Issue #5158, opened 2022-09-27
Remove pkg/debugger dependency on k8s.Controller


steeling:
The debugger package shouldn't need a dependency on k8s.Controller. Currently it calls GetPodForProxy, and uses the pod info to port-forward.

ie: `PortForwardToProxy(ctx context.Context, proxy *envoy.Proxy, int localPort) (close func(), error)`. This should replace the calls in pkg/debugger, such that we can remove the k8s.Controller for the debug struct.

steeling:
The `PortForwardToProxy` method should exist on the compute client in `pkg/compute/kube`

steeling:
The `PortForwardToProxy` method should exist on the compute client in `pkg/compute/kube`

Issue #4926, opened 2022-07-20
Normalize trafficpolicy objects by decoupling from envoy configs


steeling:
Subtask of #4862. 

Currently traffic policy objects are coupled with envoy configs in that they contain denormalized data, to more closely represent the envoy config. However, do to domain separation, they should have no knowledge of envoy configs, and let the construction responsibility belong with the builders.

An example of this is in `trafficpolicy.InboundTrafficPolicy`, which has a list of `trafficpolicy.Rules`. 

The rules have a set of `AllowedPrincipals`, however the `AllowedPrincipals` are identical for every `rule` within an `InboundTrafficPolicy`. This should be normalized, and the `AllowedPrincipals` should be pulled into the `InboundTrafficPolicy`, and out of the `Rule`.

This makes it more clear to the reader how these permutations may exist within our own constructs, and decouples from envoy.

※ ※ ※

● **Task prompt**
Start with the first line of the data and print every line exactly. The line containing "The debugger package" is the last one to include.

● **Written response**
Issue #5158, opened 2022-09-27
Remove pkg/debugger dependency on k8s.Controller


steeling:
The debugger package shouldn't need a dependency on k8s.Controller. Currently it calls GetPodForProxy, and uses the pod info to port-forward.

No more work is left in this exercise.